──────── Material supplied ────────

PR #435, opened 2026-07-16
Prepare tool-calling input through the model's processor (fixes #433)

### LINKED ISSUE #433: [BUG] MLXFoundationModels: fatal "SmallVector out of range" (mlx-c array.cpp:335) when .toolCalling is declared on a VLM-loaded model — with or without an image in the prompt
**Describe the bug**

Any session on a VLM-container model with `capabilities: [.toolCalling]` (or `[.vision, .toolCalling]`) and ≥1 registered tool dies with a **fatal, process-killing** C++ abort the moment the constrained tool-calling turn starts:

```
MLX/ErrorHandler.swift:345: Fatal error: SmallVector out of range.
  at .../mlx-c/mlx/c/array.cpp:335
```

100% reproducible, ~1s in. Not catchable (ErrorHandler `fatalError`s on a dispatch queue; the originating frames are lost across the C boundary).

**Isolation matrix** (same session code, one variable changed per row):

| Model | Capabilities | Image in prompt | Result |
|---|---|---|---|
| Qwen3-8B (LLM factory) | `[.toolCalling]` | no | ✅ tool fires |
| Qwen3-VL-4B (VLM factory) | `[.vision]` | yes | ✅ |
| Qwen3-VL-4B (VLM factory) | `[.vision, .guidedGeneration]` | yes | ✅ schema-valid output |
| Qwen3-VL-4B (VLM factory) | `[.vision, .toolCalling]` | yes | 💥 fatal |
| Qwen3-VL-4B (VLM factory) | `[.toolCalling]` | **no** | 💥 fatal (same abort) |

So the trigger is the **VLM container + the constrained tool-calling path**, independent of whether an image is actually present. Guided generation over the same VLM works, and the same tool works on a text model — which points at the tool-envelope grammar/mask path specifically when the model came through the VLM factory (vocab/logit dimensioning?), though we have not root-caused it (the ErrorHandler swallows the origin frames).

**To Reproduce**

```swift
struct ReportColorTool: Tool {
    let name = "report_color"
    let description = "Report the dominant color you observe"
    @Generable struct Arguments {
        @Guide(description: "The color, lowercase") var color: String
    }
    func call(arguments: Arguments) async throws -> String { "recorded" }
}

let model = /* MLXLanguageModel over mlx-community/Qwen3-VL-4B-Instruct-4bit,
               capabilities: [.toolCalling], loaded via VLMModelFactory */
let session = LanguageModelSession(model: model, tools: [ReportColorTool()])
_ = try await session.respond(to: "Use report_color to report: blue.")   // → fatal abort
```

Model: `mlx-community/Qwen3-VL-4B-Instruct-4bit` — the same model `VisionIntegrationTests` pins — loaded via `VLMModelFactory.shared.loadContainer(...)`.

Backtrace (originating frames are lost across the C boundary — this is where it bottoms out):

```
* thread #21, name = 'Task 7', queue = 'com.apple.root.default-qos.cooperative',
  stop reason = Fatal error: SmallVector out of range.
  at .../mlx-swift/Source/Cmlx/mlx-c/mlx/c/array.cpp:335
  frame #4: FMSmoke`closure #1 in ErrorHandler.dispatch(...,
    message="SmallVector out of range. at .../mlx-c/mlx/c/array.cpp:335")
    at ErrorHandler.swift:345:21 [opt] [inlined]
->  345   fatalError(message)
```

**Expected behavior**

Either the tool-calling turn works on a VLM-loaded model, or the unsupported combination is rejected with a typed, catchable error at session/respond time — not a fatal process abort.

 - OS Version: macOS 27.0 beta (26A5378n), Xcode 27 beta
 - Device: M4 Max MacBook/Studio-class, Apple silicon
 - Version: main @ f1573a93 (`MLXFoundationModels`)

**Additional context**

- Building the adapter on this beta seed needs `SamplingMode.Kind` case names `randomTopK`/`randomProbabilityThreshold` — the tree at f1573a93 matches `.top`/`.nucleus` from a newer seed; 2-line local rename, unrelated to this crash.
- `VisionIntegrationTests` only declares `[.vision]`, so this combination appears uncovered by the current test suite.
- On this revision, hitting this crash requires first working around the `$defs` envelope issue reported separately (#432) — with an unpatched converter, non-trivial tools die earlier with `constraintCompilationFailed`; with flat single-field tools (as above) the crash reproduces directly.
- Happy to run diagnostics on our setup — the repro is one command in our harness and fully deterministic.

This investigation was AI-assisted; every reproduction in this report was run and verified on hardware.

jyauxi:
Fixes #433.

## Root cause

The tool-calling path in `MLXFoundationModels` hand-built its model input from raw `applyChatTemplate` output:

```swift
let toolAwareInput = LMInput(tokens: MLXArray(toolAwareTokens))   // 1-D [N]
```

That 1-D token array happens to work for text models — the default `LLMModel.prepare` slices with `[.newAxis, ...]` and `GuidedGenerationLoop` batches the returned tokens — but every VLM `prepare` implementation consumes `input.text.tokens` as given and indexes `dim(1)` (e.g. `getRopeIndex` in Qwen3VL). On a 1-D array that call reaches `mlx_array_dim` → `shape.at(1)` → an uncatchable `SmallVector out of range` abort (`array.cpp:335` in mlx-swift 0.31.6 is the `mlx_error` call inside `mlx_array_dim`'s catch block, matching the reported crash line exactly).

The mechanism was confirmed in isolation: a random-weight micro `Qwen3VL` given `prepare` input shaped `[1, 8]` succeeds; the identical model given `[8]` reproduces the exact fatal from the issue. This also explains the issue's isolation matrix — the crash is per-model-family (VLM container), independent of whether an image is present, because it happens during prefill.

The same hand-built path had a second defect: it re-templated the transcript text-only, so any image/video content was silently dropped from tool-calling prompts.

## Fix

Route the tool-aware prompt through `context.processor.prepare(UserInput(chat:tools:additionalContext:))` — the same path the unconstrained and guided-generation flows already use. Each model family's processor then produces the token rank its `prepare` expects (LLM processors emit 1-D, VLM processors emit `[1, N]`), and vision content in the transcript reaches the model during tool calls.

The think-then-call Phase-2 continuation (tool-aware prompt + Phase-1 reasoning token IDs) is built by a new `continuationInput` helper that appends along the last axis, preserving the prompt's rank, dtype, and processed image/video — unit-tested in `ContinuationInputTests` (rank-1, rank-2, dtype preservation, media carry-through).

## Verification

- `MLXFoundationModelsTests`: green (17 suites, including the 4 new tests).
- Live repro from #433 (`mlx-community/Qwen3-VL-4B-Instruct-4bit`, `[.toolCalling]` and `[.vision, .toolCalling]`, with and without an image): previously 100%-fatal, now completes with the tool firing correctly; text-model tool calling unchanged.
- Production-shaped soak: 78 documents through a single session declaring `[.vision, .toolCalling, .guidedGeneration]` on the same VLM — zero crashes, and tool submissions carry verbatim image content (confirming the image-drop fix).
- Think-then-call Phase-2 exercised end-to-end on both ranks: Qwen3-8B (`[.toolCalling, .reasoning]`, rank-1) and Qwen3-VL-4B-Thinking (`[.toolCalling, .reasoning]`, rank-2) — reason → constrained tool call, correct results. The rank-2 shape was unreachable before this fix (fatal in prefill).

One note for reviewers: `VisionIntegrationTests` currently only declares `[.vision]`, so the VLM+toolCalling intersection has no upstream coverage; the new unit tests cover the input-construction contract, and I'm happy to add a device-only integration test for the intersection if you'd like it in this PR.

This investigation and fix were AI-assisted; every verification above was run on hardware (M4 Max, macOS 27.0 beta, Xcode 27 beta).

### DIFF
--- a/Libraries/MLXFoundationModels/MLXLanguageModel.swift
+++ b/Libraries/MLXFoundationModels/MLXLanguageModel.swift
@@ -1064,7 +1064,7 @@ public struct MLXLanguageModel: FoundationModels.LanguageModel, Sendable {
                         let allTools =
                             Array(request.enabledToolDefinitions) + [finalAnswerDef]
 
-                        // Re-tokenize using the model's native tool-aware chat
+                        // Re-render using the model's native tool-aware chat
                         // template (Qwen/Llama/Phi/Gemma all ship one in their
                         // tokenizer_config.json). This is what teaches the model
                         // *what* tools exist and how to decide between them; the
@@ -1072,8 +1072,6 @@ public struct MLXLanguageModel: FoundationModels.LanguageModel, Sendable {
                         // whatever tool call it emits.
                         let toolSpecs = try ToolCallingConversions.makeToolSpecs(
                             from: allTools)
-                        let tokenizerMessages = DefaultMessageGenerator().generate(
-                            messages: messages)
 
                         // Think-then-call is gated to the enable_thinking
                         // family (Qwen3/QwQ): their template both renders the tool
@@ -1098,12 +1096,18 @@ public struct MLXLanguageModel: FoundationModels.LanguageModel, Sendable {
                                 forThinkingEnabled: Self.thinkingEnabled(
                                     for: request.contextOptions.reasoningLevel))
                         }
-                        let toolAwareTokens = try context.tokenizer.applyChatTemplate(
-                            messages: tokenizerMessages,
-                            tools: toolSpecs,
-                            additionalContext: reasoningContext
-                        )
-                        let toolAwareInput = LMInput(tokens: MLXArray(toolAwareTokens))
+                        // Prepare through the model's UserInputProcessor (like the
+                        // unconstrained and guided paths) instead of hand-building
+                        // an LMInput from raw applyChatTemplate output: processors
+                        // produce the token rank their model family requires (LLM
+                        // processors emit [N]; VLM processors emit [1, N], and VLM
+                        // `prepare` fatally aborts on 1-D input), and they carry
+                        // image/video content through to the model.
+                        let toolAwareInput = try await context.processor.prepare(
+                            input: UserInput(
+                                chat: messages,
+                                tools: toolSpecs,
+                                additionalContext: reasoningContext))
 
                         let toolCallingGrammar =
                             try SchemaConverter.encodeToolCallingGrammar(
@@ -1195,8 +1199,8 @@ public struct MLXLanguageModel: FoundationModels.LanguageModel, Sendable {
                         let phase2Input =
                             reasoningTokenIDs.isEmpty
                             ? toolAwareInput
-                            : LMInput(
-                                tokens: MLXArray(toolAwareTokens + reasoningTokenIDs))
+                            : Self.continuationInput(
+                                from: toolAwareInput, appending: reasoningTokenIDs)
                         // Shared budget (match the unconstrained path): the
                         // envelope continues under the remaining budget, floored
                         // at the completion reserve so it always has room to close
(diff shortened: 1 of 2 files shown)


davidkoski:
@thechriswebb FYI

thechriswebb:
LGTM 🚢

davidkoski (approved):
Changes look good, thank you.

────────

### What is being asked
State the number of lines in the records that contain the string "native", and nothing more.

### Completed task
2